Wow what the heck? Rick must have had a moment 

Looks like he's still floating around though- Last Activity: Today 12:13 PM


----------



## Bill Hall (Jan 6, 2007)

To bad indeed. I always found Rick's "nut and bolt" style to be very down to earth and refreshing. His emphasis on the fundamentals was always good advice.

Hopefully he will return AND as is our custom... WE WILL WELCOME HIM BACK with open arms and minds.


----------



## alpink (Aug 22, 2010)

what Bill said


----------



## Rolls (Jan 1, 2010)

Yeah, bummer. +1 more to what Bill said.


----------



## tjetsgrig (Nov 1, 2009)

Ah, c'mon Rick.......ya know I was just breakin' your stones man........right??

Cool down......and come on back........we'll be here!

Jim Sgrig


----------



## 440s-4ever (Feb 23, 2010)

We can't lose sight of the bigger picture here guys. This opportunity for a bunch of drama and begging "friends" to come back should not be wasted. If we do waste it somebody will start thinking we're a bunch of dudes instead of a bunch of hens with sync'd up PMS. We better get this right.


----------



## Hornet (Dec 1, 2005)

After some sage advice from a couple guys,and a slap upside the head,i've been talked into coming back,thanks Bill and Mike.
Normally i'm not too thin skinned,but i let things get to me this time.
Sorry guys for pulling my posts.
Bill i owe you one,thank-you.
Rick


----------



## tjd241 (Jan 25, 2004)

Good deal Rick.... :thumbsup::thumbsup:


----------



## Ralphthe3rd (Feb 24, 2011)

Welcome back Rick. And I never meant this thread to be an insult or rude, just a headsup. 
As an aside, sometimes online words are taken too seriously, plus the fact everyone has an opinion, and well...everyone can have a bad day.
PS- and I forgive ya


----------



## NTxSlotCars (May 27, 2008)

Welcome back Rick!!!
(Still glad I'm a Mopar fan)


----------



## slotcarman12078 (Oct 3, 2008)

Glad you changed your mind too Rick. I'm sorry if it was anything I posted that got you upset.


----------



## Bubba 123 (Sep 10, 2010)

slotcarman12078 said:


> Glad you changed your mind too Rick. I'm sorry if it was anything I posted that got you upset.
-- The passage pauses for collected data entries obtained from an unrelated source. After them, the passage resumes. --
PR #840, opened 2025-02-07
chore(code): Some WAL entries fail to decode

ancazamfir:
Closes: #XXX
Sometime wal entries fail to decode with errors like this:
```
2025-02-07T20:30:44.054030Z ERROR node{moniker=test-2}:wal{height=144}: Failed to decode WAL entry 4: failed to fill whole buffer
```
Looks like for `PrevoteTimeLimit` and `PrecommitTimeLimit` we still write something to the WAL (just the tag) and later fail to decode.
 - [x] Add test that shows the error
 - [x] Fix the error
      
Note: A better fix might be to move the entry filtering logic in consensus who would decide which entries should be logged. For timeouts it could check the type [here](https://github.com/informalsystems/malachite/blob/fec4b6ed39637db75d742a7bf002eb9b56008e9f/code/crates/engine/src/consensus.rs#L1049-L1053)

---

#### For all contributors

- [ ] Reference GitHub issue

### DIFF
--- a/code/crates/engine/src/wal/entry.rs
+++ b/code/crates/engine/src/wal/entry.rs
@@ -60,15 +60,15 @@ where
     {
         match self {
             WalEntry::ConsensusMsg(msg) => {
-                // Write tag
-                buf.write_u8(Self::TAG_CONSENSUS)?;
-
                 let bytes = codec.encode(msg).map_err(|e| {
                     io::Error::new(
                         io::ErrorKind::InvalidData,
                         format!("failed to encode consensus message: {e}"),
                     )
                 })?;
+
+                // Write tag
+                buf.write_u8(Self::TAG_CONSENSUS)?;
 
                 // Write encoded length
                 buf.write_u64::<BE>(bytes.len() as u64)?;
--- a/code/crates/engine/src/wal/entry.rs
+++ b/code/crates/engine/src/wal/entry.rs
@@ -80,11 +80,8 @@ where
             }
 
             WalEntry::Timeout(timeout) => {
-                // Write tag
-                buf.write_u8(Self::TAG_TIMEOUT)?;
-
-                // Write timeout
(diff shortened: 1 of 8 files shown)


code/crates/engine/src/wal/entry.rs
```diff
@@ -80,11 +80,8 @@ where
             }
 
             WalEntry::Timeout(timeout) => {
-                // Write tag
-                buf.write_u8(Self::TAG_TIMEOUT)?;
-
-                // Write timeout
-                encode_timeout(timeout, &mut buf)?;
+                // Write tag and timeout if applicable
+                encode_timeout(Self::TAG_TIMEOUT, timeout, &mut buf)?;
```
romac, line 84: Nice catch! Thanks so much for figuring this out 🙌

ancazamfir: Wondering if we should have consensus decide which events should be logged and have wal write everything it's told to (by consensus).

code/crates/starknet/test/src/lib.rs
```diff
@@ -530,14 +530,22 @@ async fn run_node<S>(
...
+                    match &event {
+                        Event::StartedHeight(height) => {
+                            info!("Node started height {height}");
 
-                    info!("Node started height {height}");
+                            if height.as_u64() == target_height {
+                                break 'inner;
+                            }
+                        }
+                        Event::WalReplayError => {
```
ancazamfir, line 541: Not sure this is the best place to catch errors (WAL or others) in tests.

code/crates/engine/src/wal/entry.rs
romac: 80afd66d6d78321b39a9e65442a75c1c2a880421 + ea04fba76a3df74089432a607d494a51a268b0b3

romac (approved):

PR #853, opened 2025-02-13
fix(code/core-consensus): Reproduce and fix consensus being stuck with byzantine proposer

ancazamfir:
---

To be merged via #859

#### For all contributors

- [ ] Reference GitHub issue


code/crates/test/app/src/state.rs
```diff
@@ -50,12 +50,17 @@ pub struct State {
 // order for each node to likely propose different values at
 // each round.
 fn seed_from_address(address: &Address) -> u64 {
-    address.into_inner().chunks(8).fold(0u64, |acc, chunk| {
```
romac, line 53: Good idea! Maybe we should allow the test framework to trigger such behavior, what do you think? Will think about how to implement that properly

romac, line 53: Good idea! Maybe we should allow the test framework to trigger such behavior, what do you think? Will think about how to implement that properly

ancazamfir:
@romac what do you think about making a minimal PR with just the changes required to eliminate the vote equivocation.
Meaning only with the changes in:
```
core-consensus/src/handle/driver.rs
core-consensus/src/state.rs
core-driver/src/driver.rs
```
We can merge to main if CI is green and then we can continue on this PR.

romac:
Merged in #859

we all have our "Moments", 'nuff said, let's move on.. 
& a BIG..W/B Rick :thumbsup:
Bubba 123


----------



## Ralphthe3rd (Feb 24, 2011)

And everyone, don't lose sight of why we're all here...


----------



## Reaper (Jan 17, 2005)

Ralphthe3rd said:


> And everyone, don't lose sight of why we're all here...


YEP ! To relive the old days of bludgeoning extremely valuable color t-jets & regaling the smell of an overheated and burnt t-jet motor !!!


----------



## Slott V (Feb 3, 2005)

I like how people stick together here and the comradery. Seems unique to this place.

Everyone has a moment now and then. Glad you're back Hornet. :wave:


----------



## Bill Hall (Jan 6, 2007)

Oil's well dat ends well Rick


----------



## slotking (May 27, 2008)

CRAP there goes the neighborhood
darn igloo living, seal eating carnivore!


----------



## Dyno Dom (May 26, 2007)

Rick, I'm glad you have reconsidered, I enjoy your informative posts.


----------



## roadskare63 (Apr 14, 2010)

i don't know you hornet or the post that set ya off, but i'm glad you decided to come back and play...the typed word can really play havoc with even the tickest of skinned internet players sometimes...WB :thumbsup:


----------



## slotking (May 27, 2008)

guys he just did it so he can see everyone say "hey rick your not so bad"
why
Because his wife beats him! 
not that that is bad!
he enjoys it:wave: he comes home and yells! "honey, I was bad today"

but likes a little love once in while



:tongue::tongue:

good to have u back


----------



## NTxSlotCars (May 27, 2008)

Rick, would you consider starting your own customs thread? The Hornet's Nest?


----------



## tjd241 (Jan 25, 2004)

*Ding Ding Ding ! ! ... we have a winner ! ! !*



NTxSlotCars said:


> Rick, would you consider starting your own customs thread? The Hornet's Nest?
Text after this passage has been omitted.